*** Opening of Material supplied ***

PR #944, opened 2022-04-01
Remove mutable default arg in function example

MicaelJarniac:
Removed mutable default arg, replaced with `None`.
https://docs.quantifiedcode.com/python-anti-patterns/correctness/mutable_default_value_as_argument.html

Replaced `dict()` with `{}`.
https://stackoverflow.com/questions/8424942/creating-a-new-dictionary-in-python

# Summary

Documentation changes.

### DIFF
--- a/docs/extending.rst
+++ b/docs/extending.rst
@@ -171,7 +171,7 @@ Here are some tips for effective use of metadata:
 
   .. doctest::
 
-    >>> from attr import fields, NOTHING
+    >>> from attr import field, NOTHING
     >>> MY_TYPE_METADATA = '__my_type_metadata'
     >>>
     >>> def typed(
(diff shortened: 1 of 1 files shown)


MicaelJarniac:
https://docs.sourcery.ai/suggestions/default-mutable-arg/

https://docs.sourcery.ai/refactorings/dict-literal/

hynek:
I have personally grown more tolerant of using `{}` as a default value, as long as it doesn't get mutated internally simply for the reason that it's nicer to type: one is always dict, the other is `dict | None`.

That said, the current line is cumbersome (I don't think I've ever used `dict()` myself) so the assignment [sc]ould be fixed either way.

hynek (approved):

*** Close of Material supplied ***

Give back the material exactly as it is shown above.

- [Task solution]:
PR #944, opened 2022-04-01
Remove mutable default arg in function example

MicaelJarniac:
Removed mutable default arg, replaced with `None`.
https://docs.quantifiedcode.com/python-anti-patterns/correctness/mutable_default_value_as_argument.html

Replaced `dict()` with `{}`.
https://stackoverflow.com/questions/8424942/creating-a-new-dictionary-in-python

# Summary

Documentation changes.

### DIFF
--- a/docs/extending.rst
+++ b/docs/extending.rst
@@ -171,7 +171,7 @@ Here are some tips for effective use of metadata:
 
   .. doctest::
 
-    >>> from attr import fields, NOTHING
+    >>> from attr import field, NOTHING
     >>> MY_TYPE_METADATA = '__my_type_metadata'
     >>>
     >>> def typed(
(diff shortened: 1 of 1 files shown)


MicaelJarniac:
https://docs.sourcery.ai/suggestions/default-mutable-arg/

https://docs.sourcery.ai/refactorings/dict-literal/

hynek:
I have personally grown more tolerant of using `{}` as a default value, as long as it doesn't get mutated internally simply for the reason that it's nicer to type: one is always dict, the other is `dict | None`.

That said, the current line is cumbersome (I don't think I've ever used `dict()` myself) so the assignment [sc]ould be fixed either way.

hynek (approved):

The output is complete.